GSoC 2020 project idea 21: Automated comparison of scientific methods for time-series analysis

ben.fulcher · March 11, 2020, 2:22am

Thanks you @Salmankhancodes, @ram this is correct. You can imagine a new function comes in a generates a new ~column of hctsa_datamatrix.csv, and we want to see how the patterns in this column (characterizing the new feature) relate to existing patterns contained in columns of hctsa_datamatrix.csv. Descriptions of each file are in the figshare repo.

ram · March 11, 2020, 3:35am

@ben.fulcher Thanks now I’m getting clear image what we actually need to do…and now what about comparison ?..are we just going to to compare on the bases of values that we got in our new column and the most similar columns will be the best match or we need to find some pattern for comparison?

vinay · March 11, 2020, 4:58am

@Salmankhancodes maybe a small addition. I guess one has to use OutputToCSV to reduce .mat to .csv files

Salmankhancodes · March 11, 2020, 5:09am

We already have the output in .csv format so not required.

ben.fulcher · March 11, 2020, 11:44am

A simple Spearman correlation-based similarity metric is a good place to start.

Salmankhancodes · March 11, 2020, 6:08pm

@ben.fulcher Sir when the user will contribute it’s analysis method then:

the addition of their analysis method in the data-matrix will be any random position or it has to be placed at a specific position by applying clustering algorithm like k-medoids.
addition of analysis method will be an optional feature or it will be added automatically as soon as the user will upload it for comparison purpose ?

ben.fulcher · March 12, 2020, 9:54am

Thanks @Salmankhancodes.
1—We will not need to place the new method in the data matrix—the ordering of columns does not need to be special.
2—I think we will allow the user to upload at their discretion (to avoid noise). For this they will need to provide some information about their function (check out how this is done currently on the CompEngine website for uploading time-series data). If possible, it would be great to have a backend where a website manager could approve the upload.

Salmankhancodes · March 12, 2020, 10:27am

Ok Thanks @ben.fulcher Sir so like CompEngine we will make it an optional choice to add their analysis method

harsht24 · March 14, 2020, 5:02am

@ben.fulcher Sir so is this our task to get rank for all input features using Spearman Rank Correlation?

ben.fulcher · March 14, 2020, 5:24am

Each input algorithm/feature will need to be ranked for its similarity to the existing library of algorithms/features, and the result visualized.

Salmankhancodes · March 14, 2020, 7:13am

Hi, @harsht24
For finding correlation between data we need not to do it manually instead we can simply use the spearman’s correlation function from scipy library and compare our output with the each of the data-matrix columns.
Hope this helps you .
Thanks

ram · March 14, 2020, 8:00am

@ben.fulcher Since our output file contains only values , how we will tell which column is about which feature?

ben.fulcher · March 15, 2020, 2:03am

@ram Please try your best to answer your question before asking it.
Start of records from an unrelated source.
PR #1143, opened 2025-08-28
Align stubs, runtime, and expected behavior in Cython module

Ichunjo:
To better align the stubs, expected behavior, and runtime behavior, I propose the following changes:

* Add *abstract* base methods for `RawFrame` and `RawNode`.

* Update `FrameProps`:
  Currently, it is registered as a `Mapping`.
  The stubs annotate it as a `MutableMapping`.
  At runtime, it already behaves like a `MutableMapping`.
  I propose to formally register it as a `MutableMapping` with the following adjustments:

    * `__iter__`: make iteration independent and faster by using C objects.
    * `keys`, `items`, `values`: return the expected view objects, consistent with `MutableMapping`.
    * `pop`, `get`, `setdefault`: support positional-only parameters, as in `MutableMapping`.
    * Remove docstrings so they are not retrievable at runtime.
    * Remove redundant calls to `self.frame._ensure_open()`, since these checks are already performed in higher-level dunder methods.

* Additional cleanup commits:

  * Remove Python 2 legacy `<>` operator.
  * Update parameter names to follow Python conventions (e.g., `def __add__(self, other):` instead of `__add__(x, y):`).
  * Remove usage of deprecated legacy properties.

### DIFF
--- a/src/cython/vapoursynth.pyx
+++ b/src/cython/vapoursynth.pyx
@@ -50,7 +50,7 @@ import keyword
 from threading import local as ThreadLocal, Lock, RLock
 from types import MappingProxyType
 from collections import namedtuple
-from collections.abc import Iterable, Mapping
+from collections.abc import ItemsView, Iterable, KeysView, MutableMapping, ValuesView
 from concurrent.futures import Future
 from fractions import Fraction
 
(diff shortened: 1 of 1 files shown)


myrsloik:
What's the point of adding the "abstract" methods to RawNode and RawFrame? They can't even be instantiated outside of cython so nobody will ever hit that code.

Ichunjo:
The goal is to align the stubs, runtime, and expected behavior in the inheritance hierarchy.

By adding abstract methods to `RawNode`/`RawFrame`, we make the intended interface explicit, so child classes are clearly required to implement them. Right now, the stubs claim these methods exist, but at runtime they don’t (`hasattr(RawNode, "get_frame") -> False`), which is misleading.

If we went stricter and only specified the methods present in `RawNode`/`VideoNode`/`AudioNode`, it would break designs like this:

```py
def func(node: RawNode) -> None:
    node.get_frame(0)  # type-check error here if get_frame is removed
```

Ichunjo:
> They can't even be instantiated outside of cython

It's probably useless on the python side but `RawNode.__new__(RawNode)` actually instantiate a new RawNode object

PR #1154, opened 2025-10-04
fix max_cache_size setter crash

jsaowji:
regression https://github.com/vapoursynth/vapoursynth/pull/1143

integer overflow probably, restore pre PR code

```py
from vapoursynth import core

a = core.max_cache_size
print(a)
core.max_cache_size = a
print(a)
```
```
4096
zsh: IOT instruction  python repro.py
```

### DIFF
--- a/src/cython/vapoursynth.pyx
+++ b/src/cython/vapoursynth.pyx
@@ -2681,7 +2681,8 @@ cdef class Core(object):
     def max_cache_size(self, int mb):
         if mb <= 0:
             raise ValueError("Maximum cache size must be a positive number")
-        cdef int64_t new_size = mb * 1024 * 1024
+        cdef int64_t new_size = mb
+        new_size = new_size * 1024 * 1024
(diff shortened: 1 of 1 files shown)


4re:
Maybe the problem was that the original code didn't convey why that was done?
Explicit casting before doing the math would make it clear: `cdef int64_t new_size = (<int64_t>mb) * 1024 * 1024` or `cdef int64_t new_size = mb * 1024 * 1024LL`

myrsloik:
> Maybe the problem was that the original code didn't convey why that was done? Explicit casting before doing the math would make it clear: `cdef int64_t new_size = (<int64_t>mb) * 1024 * 1024` or `cdef int64_t new_size = mb * 1024 * 1024LL`

Would it? What are the mixed python and C type promotion rules?

L4cache:
Why not cast to uint64_t though, do we have negative memory?

myrsloik:
setMaxCacheSize takes an int64_t
0/negative means use defaults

In this case @Salmankhancodes has already described this to you above, and pointed you to the figshare documentation which describes it. The info is in hctsa_features.csv.

Salmankhancodes · March 20, 2020, 3:09pm

@ben.fulcher Sir we have decent time interval between final proposal submission and announcement for selected students and as i had already submitted my final proposal so i thought i should discuss with you what will you suggest me to do during this period , any resources that i should go through or tools and frameworks that i should brush up or any other contribution to any related repositories or any other thing that you would like to suggest me so that it will us in the longer run during our coding period?
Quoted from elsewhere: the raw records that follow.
PR #1216, opened 2026-06-07
Chroma location awareness in MaskedMerge and PreMultiply

### LINKED ISSUE #1157: MaskedMerge(first_plane=True) doesn't take chroma location into account
When using `MaskedMerge(first_plane=True)` to resize the mask's first plane to subsampled size for the chroma planes, it doesn't take chroma location into account and hence always results in the mask's chroma planes to be center-aligned, which will be wrong when being applied to a video with left-aligned chroma.

```py
import vapoursynth as vs
from vapoursynth import core

clip = core.bs.VideoSource(r"clip.mp4")
mask = clip.std.Sobel()

# handling in MaskedMerge(first_plane=True) which doesn't take _ChromaLocation prop into account
mask1 = mask.std.ShufflePlanes(planes=0, colorfamily=vs.GRAY)
mask1 = mask1.resize.Bilinear(width=clip.width >> clip.format.subsampling_w, height=clip.height >> clip.format.subsampling_h)
mask1 = core.std.ShufflePlanes([mask, mask1], planes=[0, 0, 0], colorfamily=vs.YUV)

# handling which take _ChromaLocation prop into account
mask2 = mask.std.ShufflePlanes(planes=[0, 0, 0], colorfamily=vs.YUV, prop_src=clip)
mask2 = mask2.resize.Bilinear(format=clip.format)

clip = core.std.Interleave([mask1, mask2])

clip.set_output()
```

https://slow.pics/c/vb0amUY3

https://github.com/user-attachments/assets/52fd2e11-89e6-4003-a723-89f55c1a0dba

JustinTArthur:
When a single-plane mask/alpha is applied to a YUV-family clip with subsampled chroma in `std.MaskedMerge` or `std.PreMultiply`, the mask/alpha now shifts to compensate for UV plane chroma location during downsample to chroma resolution. The mask now aligns to where the original luma plane sits.

It should cover cases where the frames change chroma location within the same clip and should cover cases where the clip (and the mask) are interlaced. A unit test is added to check the various scenarios using similar reference flows as  Holy Wu's code in the vapoursynth/vapoursynth#1157 description.

A prior iteration added extra resampling params to the plugin funcs. This has since been reverted.

Fixes vapoursynth/vapoursynth#1157. Also fixes a longtime crash issue when attempting to `PreMultiply` a grayscale clip (not just grayscale alpha).

### DIFF
--- a/doc/functions/video/maskedmerge.rst
+++ b/doc/functions/video/maskedmerge.rst
@@ -9,9 +9,14 @@ MaskedMerge
    The *mask* clip is assumed to  be full range for all planes and in the 
    0-1 interval for float formats regardless of the colorspace.
    If *mask* is a grayscale clip or if *first_plane* is true, the mask's first
-   plane will be used as the mask for merging all planes. The mask will be
-   bilinearly resized if necessary.
-   
+   plane will be used as the mask for merging all planes.
+
+   When a single mask plane is applied to a YUV clip with subsampled chroma,
+   it's downscaled to the chroma resolution with bilinear resampling. This
+   resampling is chroma-location aware: each frame's ``_ChromaLocation``
+   property (guessing 0, *left*, when absent) determines the sub-pixel shift
+   needed to keep the mask aligned with the luma plane.
+
    If *premultiplied* is set the blending is performed as if *clipb* has been pre-multiplied
    with alpha. In pre-multiplied mode it is an error to try to merge two frames with
    mismatched full and limited range since it will most likely cause horrible unintended
--- a/doc/functions/video/premultiply.rst
+++ b/doc/functions/video/premultiply.rst
@@ -12,3 +12,10 @@ PreMultiply
    Note that limited range pre-multiplied contents excludes the offset. For example with
    8 bit input 60 luma and 128 alpha would be calculated as ((60 - 16) * 128)/255 + 16
    and not (60 * 128)/255.
+
+   When *clip* is a YUV clip with subsampled chroma, *alpha* is resized
+   down to the chroma resolution with bilinear resampling before being
+   multiplied into the chroma planes. This resampling is chroma-location
+   aware: each frame's ``_ChromaLocation`` property (guessing 0, *left*, when
+   absent) determines the sub-pixel shift needed to keep *alpha* aligned with
+   the luma plane.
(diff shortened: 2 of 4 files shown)


myrsloik:
We're not a general resizer, I'd say we probably can assume correctly set chroma location property or simply guess it. That's all I thought of so far. Will ponder things some more but in general it looks reasonable.

myrsloik:
Two more things:
Do you ever compare the chroma location of clipa and clipb in maskedmerge to make sure the clips themselves are compatible? I don't think I saw it.

I believe the chroma location fallback in zimg is resolution dependent unlike here. No idea if we should do the same. It's just an observation and something to debate.
https://github.com/vapoursynth/vapoursynth/pull/1216/changes/ccc3da1ccd84364c5244cb4a18015f3f0818d54e#diff-845256d79e582101be26bd4b9e1917eaaea4517a071aa6fb66a8fffd093aaa49R184

JustinTArthur:
> We're not a general resizer, I'd say we probably can assume correctly set chroma location property or simply guess it. 

Up to you on this one. I like having the kernel options even if we drop `chromaloc_in[_s]`. There's not an immediately intuitive way for someone to scale a single plane mask to the 4:2:0 resolutions with their own params with `resize` alone. Holy Wu's reference example from vapoursynth/vapoursynth#1157 is close, but in its current state would only work for left-located source material without some tweaks.


> Do you ever compare the chroma location of clipa and clipb in maskedmerge to make sure the clips themselves are compatible?

You're right, I don't. It uses `clipa`'s chroma location. I like the idea of erroring if both sides have an explicit conflicting `_ChromaLocation`. If you want this, let me know and I'll add it.


> I believe the chroma location fallback in zimg is resolution dependent unlike here.

I don't think so. There's a halving that happens for interlaced, which we respect. Otherwise, we match the *guess-left* behavior employed by both `resize` and zimg internal. Are you thinking of the matrix coefficients guesser, which does have a resolution table?

myrsloik:
Ok, then we decide this:
1. We drop chromaloc_in*
2. We add th clipa and clipb matching chroma location check
Then we merge

JustinTArthur:
Force-pushed a simplified version of the changes. Adds the `clipa`/`clipb` location match check (including when it defaults to left chroma). No new `PreMultiply` or `MaskedMerge` function params.

If someone other than me wants those extra UV resampling parameters later, let me know and I'm happy to revisit.

PR #1005, opened 2023-11-21
Remove ability to destroy the Environment and Core while futures referring to it are still running

Setsugennoao:
This makes futures in get_frame_async/frames increment the reference count of the Environment so that it _can't_ be automatically destroyed by the garbage collector until they're done, as it should be since they can't be stopped.

Also, `EnvironmentPolicyAPI.destroy_environment` NEVER gets called outside of main-thread in normal operation, it should be plain and simply disallowed. A user could try doing something smart and fuck-up. This just does an extra check. @sekrit-twc also explains it in here: https://github.com/vapoursynth/vapoursynth/issues/853#issuecomment-1081269611

PR #1236, opened 2026-07-03
Wait for pending futures before environment teardown

Ichunjo:
Replace the `_get_handle_future` closure with a `HandleFuture` cdef class that tracks futures via a `WeakSet` `env.active_futures`. `destroy_environment` now calls `wait_futures` before freeing nodes, ensuring pending async frame requests resolve before invalidation.

This is somewhat similar to #1005 but:
- Setsu's PR was returning early and logged a warning. Here, `destroy_environment` is blocking. 
- `_FrameFuture` was keeping a circular reference of the EnvironmentData. Here we just track them in a WeakSet.


myrsloik:
The tests failed

Ichunjo:
Fixed. I forgot to decorate the new test by `@subprocess_runner`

ben.fulcher · March 21, 2020, 1:13am

Thanks for the question @Salmankhancodes

Go through and familiarize yourself with the open code repositories for CompEngine (frontend and backend) described above.
Read the CompEngine preprint: https://arxiv.org/abs/1905.01042
Any papers related to hctsa (listed in the README of the hctsa repo) would be useful background reading. This one puts the main points in context: https://arxiv.org/abs/1709.08055
You could even try running a sample of the underlying algorithm with the steps described in the hctsa documentation (these steps are what we will try to automate in the online platform). https://hctsa-users.gitbook.io/hctsa-manual/analyzing_visualizing/feature-comparison

Salmankhancodes · March 21, 2020, 4:48am

@ben.fulcher Thanks For your advice Sir. I’ll surely go through it.

ram · March 21, 2020, 3:15pm

@ben.fulcher Is it necessary for this project to use CompEngine ? Can’t we build whole new web portal from different technologies ?
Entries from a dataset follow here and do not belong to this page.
PR #1253, opened 2026-08-06
Add an AArch64 NEON interpreter for std.Expr

StuartCameronCode:
`std.Expr` has no JIT backend on AArch64 — `compile_jit()` in `src/core/expr/jitcompiler.cpp` is wrapped in `#ifdef VS_TARGET_CPU_X86` — so it falls back to `ExprInterpreter::eval()`, which walks the whole bytecode program **once per pixel** through a switch, with the register file in memory. This adds a NEON interpreter over the same bytecode, evaluating four pixels at a time, keeping the scalar interpreter as the reference implementation for the row remainder.

- **Dispatch follows the genericfilters pattern**: inline in `exprfilter.cpp` under `VS_TARGET_CPU_ARM64`, gated on `VS_CPU_LEVEL_NEON` so `SetMaxCPU("none")` falls back to scalar, with the kernels in their own TU (`src/core/expr/interpreter_neon.cpp`). The header declares no NEON types, so `exprfilter.cpp` includes it unconditionally.
- **No feature gate needed.** NEON is the AArch64 baseline, and the f16 path uses only the FCVTL/FCVTN conversions, which are baseline as well — the same reasoning as the half tier in #1244.
- **Bit-identical to the scalar interpreter**, with one stated exception: the sign bit of a NaN, which is only observable on a half or single float output clip and which the x86 backends do not agree on either (the AVX2 JIT fuses multiply-add where SSE2 does not). Verified by differentially fuzzing 18000 random programs across every opcode and nine load/store format combinations.
- **Two floating-point traps worth recording.** The arithmetic opcodes are written as plain C++ operators on the vector type rather than as `vaddq_f32`/`vfmaq_f32` calls, because under `-ffp-contract=on` a compiler fuses the scalar interpreter's `SRC2 * SRC3 + SRC1` into a single multiply-add but keeps the explicit negation in `-(SRC2 * SRC3) + SRC1`; writing the same expression is what makes it reach the same decision in both, where hand-picked intrinsics cannot track it. And min/max are an explicit compare-and-select, since `std::max(a, b)` is `a < b ? b : a`, which differs from `vmaxq_f32` for NaN and for `max(-0.0, +0.0)`.
- **Two tests come with it.** The existing Expr tests build the clip with `BlankClip`'s default 640x480 and assert a single pixel, so a backend that mishandles the partial vector at the end of a row, or whose vector path disagrees with its own remainder path, passes all 65 of them. `test_expr_row_tail66` evaluates the same pixels at every offset relative to the vector boundary; `test_expr_widths67` checks every pixel for each sample format at widths either side of the usual vector widths. Both are backend-agnostic and pass on x86 unchanged.

## Benchmarking

12 expressions from the in-tree havsfunc corpus (`test/expr_compiler/havs_exprs.txt`), 720x576, median fps, comparing `SetMaxCPU("none")` against `SetMaxCPU("neon")` in the same binary.

**Apple M1** (4x Firestorm + 4x Icestorm, Apple clang 21)

| format | 1thr scalar | 1thr neon | ratio | 8thr scalar | 8thr neon | ratio |
|--------|------------:|----------:|------:|------------:|----------:|------:|
| 8-bit  | 97.3 | 483.4 | 4.97x | 326.6 | 2076.8 | 6.36x |
| 16-bit | 98.8 | 492.5 | 4.98x | 325.2 | 1962.3 | 6.03x |
| float  | 99.2 | 459.1 | 4.63x | 330.1 | 1890.6 | 5.73x |

**Rockchip RK3588** (4x Cortex-A76 @ 2.4 GHz + 4x Cortex-A55, clang 19, Ubuntu 22.04)

| format | 1thr scalar | 1thr neon | ratio | 8thr scalar | 8thr neon | ratio |
|--------|------------:|----------:|------:|------------:|----------:|------:|
| 8-bit  | 45.5 | 165.1 | 3.63x | 215.6 | 764.5 | 3.55x |
| 16-bit | 44.7 | 173.6 | 3.88x | 204.3 | 749.0 | 3.67x |
| float  | 45.6 | 163.3 | 3.58x | 206.8 | 809.8 | 3.92x |

The RK3588 1-thread figures were re-run under `taskset -c 4-7` (45.2 / 174.8 / 165.8) to confirm the scheduler had already placed the thread on an A76, since CPU 0 is an efficiency core on that part. The two 8-thread columns should not be read against each other — the core mixes differ.

The narrower win on the A76 is consistent with its two 128-bit NEON pipes against Firestorm's four, but that is an explanation rather than a measured attribution.

On real graphs this is worth a lot: QTGMC on the M1 goes 47.9 to 123.0 fps on Preset Faster, 33.1 to 74.8 on Slow and 25.6 to 49.5 on Slower, `std.Expr` having been 55% of that job. The full test suite passes on both machines, 167/167 including the two new tests.

## Note for aarch64 reviewers

Unrelated to this branch, but you hit it before reaching any of this code: at current master, building on aarch64 needs clang >= 17 or GCC >= 13, because `src/core/float16_helper.h` uses `_Float16` in C++ and `src/core/averageframesfilter.cpp` uses `__builtin_roundevenf`. Stock Ubuntu 22.04 (gcc 11.4 / clang 15) cannot build the tree at all. Flagging it so it is not misattributed to this change.

### DIFF
--- a/meson.build
+++ b/meson.build
@@ -445,6 +445,7 @@ else
     if enable_arm_asm
         # NEON is the AArch64 baseline; its kernels ride with the plugin proper.
         arm_filter_sources += files(
+            'src/core/expr/interpreter_neon.cpp',
             'src/core/kernel/arm/convolution_neon.cpp',
             'src/core/kernel/arm/generic_neon.cpp',
             'src/core/kernel/arm/lut_neon.cpp',
--- a/src/core/expr/interpreter_neon.cpp
+++ b/src/core/expr/interpreter_neon.cpp
@@ -1,0 +1,229 @@
+/*
+* Copyright (c) 2012-2020 Fredrik Mellbin
+*
+* This file is part of VapourSynth.
+*
+* VapourSynth is free software; you can redistribute it and/or
+* modify it under the terms of the GNU Lesser General Public
+* License as published by the Free Software Foundation; either
+* version 2.1 of the License, or (at your option) any later version.
+*
+* VapourSynth is distributed in the hope that it will be useful,
+* but WITHOUT ANY WARRANTY; without even the implied warranty of
+* MERCHANTABILITY or FITNESS FOR A PARTICULAR PURPOSE.  See the GNU
+* Lesser General Public License for more details.
+*
+* You should have received a copy of the GNU Lesser General Public
+* License along with VapourSynth; if not, write to the Free Software
+* Foundation, Inc., 51 Franklin Street, Fifth Floor, Boston, MA 02110-1301 USA
+*/
+
+// NEON evaluator for Expr bytecode. compile_jit() only has an x86 backend, so
+// without this every std.Expr on aarch64 runs ExprInterpreter::eval() once per
+// pixel: a switch over the whole program per pixel, with the register file in
+// memory. Evaluating each opcode across a vector instead amortizes the dispatch
+// and does the arithmetic four-wide.
+//
+// Every opcode below mirrors ExprInterpreter::eval() exactly, so the two produce
+// identical results. Two things that mirroring depends on, both easy to get
+// wrong:
+//
+//   - The arithmetic opcodes are written as plain C++ operators on the vector
+//     type, not as vaddq_f32/vmulq_f32/vfmaq_f32 calls. With the default
+//     -ffp-contract=on a compiler fuses the scalar interpreter's
+//     `SRC2 * SRC3 + SRC1` into one multiply-add (rounding once) but keeps the
+//     explicit negation in `-(SRC2 * SRC3) + SRC1` (rounding twice, and flipping
+//     the sign bit of a NaN product). Writing the same expression is what makes
+//     the compiler reach the same decision in both; hand-picked intrinsics
+//     cannot track it.
+//   - std::max(a, b) is `a < b ? b : a` and std::min(a, b) is `b < a ? b : a`,
+//     which differ from vmaxq_f32/vminq_f32 for NaN and for max(-0.0, +0.0), so
+//     they are written as an explicit compare and select.
+//
+// The transcendentals have no NEON equivalent and are evaluated per lane through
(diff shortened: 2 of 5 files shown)


myrsloik:
This one is trickier to justify. This plugin exists with a proper JIT: https://github.com/Jaded-Encoding-Thaumaturgy/akarin-vapoursynth-plugin/releases

I've been thinking about how to rework Expr in general. Soon GPU Expr will be a thing as well. Consider this one parked at the moment.

StuartCameronCode:
I've tried incorporating the akarin JIT as a patch on top of VapourSynth in the latest [VapourBox](https://github.com/StuartCameronCode/VapourBox) release and it makes a massive difference to QTGMC deinterlacing speeds on arm64 - approaching x64 performance. It was a pretty easy addition for the sake of the users complaining about processing speeds until you sort out a solution up-stream. Thanks for the tip! :)

emotion3459:
> it makes a massive difference to QTGMC deinterlacing speeds on arm64 - approaching x64 performance.

The most up to date [QTGMC](https://jaded-encoding-thaumaturgy.github.io/vs-jetpack/api/vsdeinterlace/qtgmc/) implementation doesn't use std.Expr to begin with, so the real-world performance benefit should be zero.

JustinTArthur:
FWIW, this is how I would have approached it if wanting the LLVM-free path. While not as fast as a JIT might be, it's friendly to SELinux and the macOS hardened runtime. If we don't have a fancier Expr in several months, definitely put something like this back up for consideration.

JustinTArthur:
Also worth mentioning that the biggest arm64 bottleneck in old and new QTGMC is NNEDI3. There are Vulkan harnesses for it that can run on MoltenVK and [an un-reviewed znedi3 PR for significant arm64 gains](https://github.com/sekrit-twc/znedi3/pull/26).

ben.fulcher · March 22, 2020, 12:43am

Open to hearing any plan, but my assumption is that building on an open-source platform (CompEngine) that achieves the same thing (but for data instead of features) would be time-efficient.

ram · March 22, 2020, 8:15am

why i am saying this is because marionette and backbone is quite outdated …

also I had followed the steps given in compengine frontend respo. but getting error how to set up successfully

Salmankhancodes · March 22, 2020, 5:41pm

@ram I think you haven’t setup the configuration settings.